**Collected data**:
PR #466, opened 2021-06-02
Expose rust debug and use it

### LINKED ISSUE #464: Add prototype for rust_debug
Debuging is useful, we don't have the logger yet from #248 maybe I can poke GCC people about my patch. 

We do have a rust_debug wrapper, which calls inform but the prototype is not available, this needs to be moved into the header file. https://github.com/Rust-GCC/gccrs/blob/2a644a5ebb5e4b8f8dd52e5da1c87b73f2ae7f1b/gcc/rust/rust-diagnostics.cc#L203

It would also be nice if there was an overloaded version without Location and defaults Location to simply Location().

CohenArthur:
Fixes #464 

@philberty I've checked and rust_debug does output on stderr correctly :)

This PR exposes the rust_debug prototype and replaces debug printfs (`fprintf (stderr, ...)`) with calls to rust_debug. This also removes the extra newlines that were added at the end of the fprintf format strings, since calling rust_debug already adds one. Without this, the tests fail due to blank lines in the output.

I have used a template to overload the rust_debug function and pass variadic arguments to the complete version. While the code looks cleaner than using `va_args`, it's also heavier C++. I'm open to changing it and definitely not attached to this implementation.

Most of the PR was made using sed and then clang-format

### DIFF
--- a/gcc/rust/parse/rust-parse-impl.h
+++ b/gcc/rust/parse/rust-parse-impl.h
@@ -261,10 +261,9 @@ Parser<ManagedTokenSource>::left_binding_power (const_TokenPtr token)
 	  return LBP_DOT;*/
 
     case SCOPE_RESOLUTION:
-      fprintf (
-	stderr,
+      rust_debug (
 	"possible error - looked up LBP of scope resolution operator. should "
-	"be handled elsewhere. \n");
+	"be handled elsewhere.");
       return LBP_PATH;
 
     /* Resolved by lookahead HACK that should work with current code. If next
@@ -609,10 +608,10 @@ Parser<ManagedTokenSource>::parse_simple_path ()
     {
       if (seg.is_error ())
 	{
-	  fprintf (stderr,
-		   "when parsing simple path, somehow empty path segment was "
-		   "not filtered out. Path begins with '%s' \n",
-		   segments.at (0).as_string ().c_str ());
+	  rust_debug (
+	    "when parsing simple path, somehow empty path segment was "
+	    "not filtered out. Path begins with '%s'",
+	    segments.at (0).as_string ().c_str ());
 	}
     }
 
@@ -917,11 +916,10 @@ Parser<ManagedTokenSource>::parse_delim_token_tree ()
       lexer.skip_token ();
 
       // DEBUG
-      fprintf (stderr,
-	       "finished parsing new delim token tree - peeked token is now "
-	       "'%s' while t is '%s'\n",
-	       lexer.peek_token ()->get_token_description (),
-	       t->get_token_description ());
+      rust_debug ("finished parsing new delim token tree - peeked token is now "
+		  "'%s' while t is '%s'",
+		  lexer.peek_token ()->get_token_description (),
+		  t->get_token_description ());
 
       return token_tree;
     }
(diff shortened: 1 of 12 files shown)


gcc/rust/rust-diagnostics.h
```diff
@@ -124,4 +124,13 @@ struct Error
...
 } // namespace Rust
 
+// rust_debug uses normal printf formatting, not GCC diagnostic formatting.
+void
+rust_debug (const Location location, const char *fmt, ...) ATTRIBUTE_PRINTF_2;
+
+template <typename ... Args> void
+rust_debug (const char *fmt, Args... args) {
+    rust_debug (Location (), fmt, args...);
+};
```
tschwinge, line 136: `[...]/gcc/rust/rust-diagnostics.h:134:2: warning: extra ';' [-Wpedantic]`.

gcc/rust/rust-diagnostics.cc
```diff
@@ -197,11 +197,6 @@ rust_error_at (const RichLocation location, const char *fmt, ...)
   va_end (ap);
 }
 
-// rust_debug uses normal printf formatting, not GCC diagnostic formatting.
-
-void
-rust_debug (const Location location, const char *fmt, ...) ATTRIBUTE_PRINTF_2;
-
```
tschwinge, line 204: Unless there was a reason to move it, I suggest you leave this prototype in its original place; it applies to the non-templated `rust_debug` function.

CohenArthur: The reason was in #464, I assumed this prototype needed to be available too in case there was a need for rust_debug with a given location instead of an empty one

tschwinge: Right.  I failed to see that it moved from the `*.cc` into the `*.h` file.  ;-)

gcc/rust/rust-diagnostics.h
```diff
@@ -124,4 +124,13 @@ struct Error
 };
 } // namespace Rust
 
+// rust_debug uses normal printf formatting, not GCC diagnostic formatting.
+void
+rust_debug (const Location location, const char *fmt, ...) ATTRIBUTE_PRINTF_2;
+
+template <typename ... Args> void
+rust_debug (const char *fmt, Args... args) {
```
tschwinge: Shouldn't this be marked `inline`?

tschwinge:
Yes, shouldn't simply *all* `fprintf` calls disappear from `gcc/rust/`?

CohenArthur:
> Yes, shouldn't simply _all_ `fprintf` calls disappear from `gcc/rust/`?

I think so. I believe that's where I sit right now with my uncommited fixes. I'll finish the PR later today

CohenArthur:
Sorry about the multiple CI fails. I was using clang-format 11 which did not behave exactly the same as clang-format 10

gcc/rust/rust-diagnostics.h
CohenArthur: Applied in 701b533

gcc/rust/rust-diagnostics.h
CohenArthur: Applied in a6054b0

tschwinge (changes requested):
In a few places, there's an empty line (where `stderr` use to be?):

    -             fprintf (
    -               stderr,
    +             rust_debug (
    +
                    "[...]

CohenArthur:
> In a few places, there's an empty line (where `stderr` use to be?):
> 
> ```
> -             fprintf (
> -               stderr,
> +             rust_debug (
> +
>                 "[...]
> ```

Yup, you caught it right before I could push it! Thanks! This is fixed in 5ef7783

tschwinge (changes requested):
In a few places, there's still a `\n` at the end of the `rust_debug` `fmt` string.

tschwinge:
We're getting there!  Verified that you got all `fprintf`s.  Just a few minor review items remaining.  :+1:

gcc/rust/parse/rust-parse-impl.h
```diff
@@ -14821,7 +14796,7 @@ Parser<ManagedTokenSource>::debug_dump_lex_output (std::ostream &out)
     }
 }
 
-// Parses crate and dumps AST to stderr, recursively.
+// Parses crate and dumps AST to  recursively.
```
tschwinge, line 14799: Please fix (restore `stderr`, I suppose?) that one, and we're good to go!

CohenArthur: Ah dangit my regex-fu was too powerful. Thanks for catching that

tschwinge (approved):

tschwinge:
bors: merge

**DIRECTIONS FOR THIS TASK**:
Every line of the data above should be output exactly as written.

**RESPONSE BELOW**:
PR #466, opened 2021-06-02
Expose rust debug and use it

### LINKED ISSUE #464: Add prototype for rust_debug
Debuging is useful, we don't have the logger yet from #248 maybe I can poke GCC people about my patch. 

We do have a rust_debug wrapper, which calls inform but the prototype is not available, this needs to be moved into the header file. https://github.com/Rust-GCC/gccrs/blob/2a644a5ebb5e4b8f8dd52e5da1c87b73f2ae7f1b/gcc/rust/rust-diagnostics.cc#L203

It would also be nice if there was an overloaded version without Location and defaults Location to simply Location().

CohenArthur:
Fixes #464 

@philberty I've checked and rust_debug does output on stderr correctly :)

This PR exposes the rust_debug prototype and replaces debug printfs (`fprintf (stderr, ...)`) with calls to rust_debug. This also removes the extra newlines that were added at the end of the fprintf format strings, since calling rust_debug already adds one. Without this, the tests fail due to blank lines in the output.

I have used a template to overload the rust_debug function and pass variadic arguments to the complete version. While the code looks cleaner than using `va_args`, it's also heavier C++. I'm open to changing it and definitely not attached to this implementation.

Most of the PR was made using sed and then clang-format

### DIFF
--- a/gcc/rust/parse/rust-parse-impl.h
+++ b/gcc/rust/parse/rust-parse-impl.h
@@ -261,10 +261,9 @@ Parser<ManagedTokenSource>::left_binding_power (const_TokenPtr token)
 	  return LBP_DOT;*/
 
     case SCOPE_RESOLUTION:
-      fprintf (
-	stderr,
+      rust_debug (
 	"possible error - looked up LBP of scope resolution operator. should "
-	"be handled elsewhere. \n");
+	"be handled elsewhere.");
       return LBP_PATH;
 
     /* Resolved by lookahead HACK that should work with current code. If next
@@ -609,10 +608,10 @@ Parser<ManagedTokenSource>::parse_simple_path ()
     {
       if (seg.is_error ())
 	{
-	  fprintf (stderr,
-		   "when parsing simple path, somehow empty path segment was "
-		   "not filtered out. Path begins with '%s' \n",
-		   segments.at (0).as_string ().c_str ());
+	  rust_debug (
+	    "when parsing simple path, somehow empty path segment was "
+	    "not filtered out. Path begins with '%s'",
+	    segments.at (0).as_string ().c_str ());
 	}
     }
 
@@ -917,11 +916,10 @@ Parser<ManagedTokenSource>::parse_delim_token_tree ()
       lexer.skip_token ();
 
       // DEBUG
-      fprintf (stderr,
-	       "finished parsing new delim token tree - peeked token is now "
-	       "'%s' while t is '%s'\n",
-	       lexer.peek_token ()->get_token_description (),
-	       t->get_token_description ());
+      rust_debug ("finished parsing new delim token tree - peeked token is now "
+		  "'%s' while t is '%s'",
+		  lexer.peek_token ()->get_token_description (),
+		  t->get_token_description ());
 
       return token_tree;
     }
(diff shortened: 1 of 12 files shown)


gcc/rust/rust-diagnostics.h
```diff
@@ -124,4 +124,13 @@ struct Error
...
 } // namespace Rust
 
+// rust_debug uses normal printf formatting, not GCC diagnostic formatting.
+void
+rust_debug (const Location location, const char *fmt, ...) ATTRIBUTE_PRINTF_2;
+
+template <typename ... Args> void
+rust_debug (const char *fmt, Args... args) {
+    rust_debug (Location (), fmt, args...);
+};
```
tschwinge, line 136: `[...]/gcc/rust/rust-diagnostics.h:134:2: warning: extra ';' [-Wpedantic]`.

gcc/rust/rust-diagnostics.cc
```diff
@@ -197,11 +197,6 @@ rust_error_at (const RichLocation location, const char *fmt, ...)
   va_end (ap);
 }
 
-// rust_debug uses normal printf formatting, not GCC diagnostic formatting.
-
-void
-rust_debug (const Location location, const char *fmt, ...) ATTRIBUTE_PRINTF_2;
-
```
tschwinge, line 204: Unless there was a reason to move it, I suggest you leave this prototype in its original place; it applies to the non-templated `rust_debug` function.

CohenArthur: The reason was in #464, I assumed this prototype needed to be available too in case there was a need for rust_debug with a given location instead of an empty one

tschwinge: Right.  I failed to see that it moved from the `*.cc` into the `*.h` file.  ;-)

gcc/rust/rust-diagnostics.h
```diff
@@ -124,4 +124,13 @@ struct Error
 };
 } // namespace Rust
 
+// rust_debug uses normal printf formatting, not GCC diagnostic formatting.
+void
+rust_debug (const Location location, const char *fmt, ...) ATTRIBUTE_PRINTF_2;
+
+template <typename ... Args> void
+rust_debug (const char *fmt, Args... args) {
```
tschwinge: Shouldn't this be marked `inline`?

tschwinge:
Yes, shouldn't simply *all* `fprintf` calls disappear from `gcc/rust/`?

CohenArthur:
> Yes, shouldn't simply _all_ `fprintf` calls disappear from `gcc/rust/`?

I think so. I believe that's where I sit right now with my uncommited fixes. I'll finish the PR later today

CohenArthur:
Sorry about the multiple CI fails. I was using clang-format 11 which did not behave exactly the same as clang-format 10

gcc/rust/rust-diagnostics.h
CohenArthur: Applied in 701b533

gcc/rust/rust-diagnostics.h
CohenArthur: Applied in a6054b0

tschwinge (changes requested):
In a few places, there's an empty line (where `stderr` use to be?):

    -             fprintf (
    -               stderr,
    +             rust_debug (
    +
                    "[...]

CohenArthur:
> In a few places, there's an empty line (where `stderr` use to be?):
> 
> ```
> -             fprintf (
> -               stderr,
> +             rust_debug (
> +
>                 "[...]
> ```

Yup, you caught it right before I could push it! Thanks! This is fixed in 5ef7783

tschwinge (changes requested):
In a few places, there's still a `\n` at the end of the `rust_debug` `fmt` string.

tschwinge:
We're getting there!  Verified that you got all `fprintf`s.  Just a few minor review items remaining.  :+1:

gcc/rust/parse/rust-parse-impl.h
```diff
@@ -14821,7 +14796,7 @@ Parser<ManagedTokenSource>::debug_dump_lex_output (std::ostream &out)
     }
 }
 
-// Parses crate and dumps AST to stderr, recursively.
+// Parses crate and dumps AST to  recursively.
```
tschwinge, line 14799: Please fix (restore `stderr`, I suppose?) that one, and we're good to go!

CohenArthur: Ah dangit my regex-fu was too powerful. Thanks for catching that

tschwinge (approved):

tschwinge:
bors: merge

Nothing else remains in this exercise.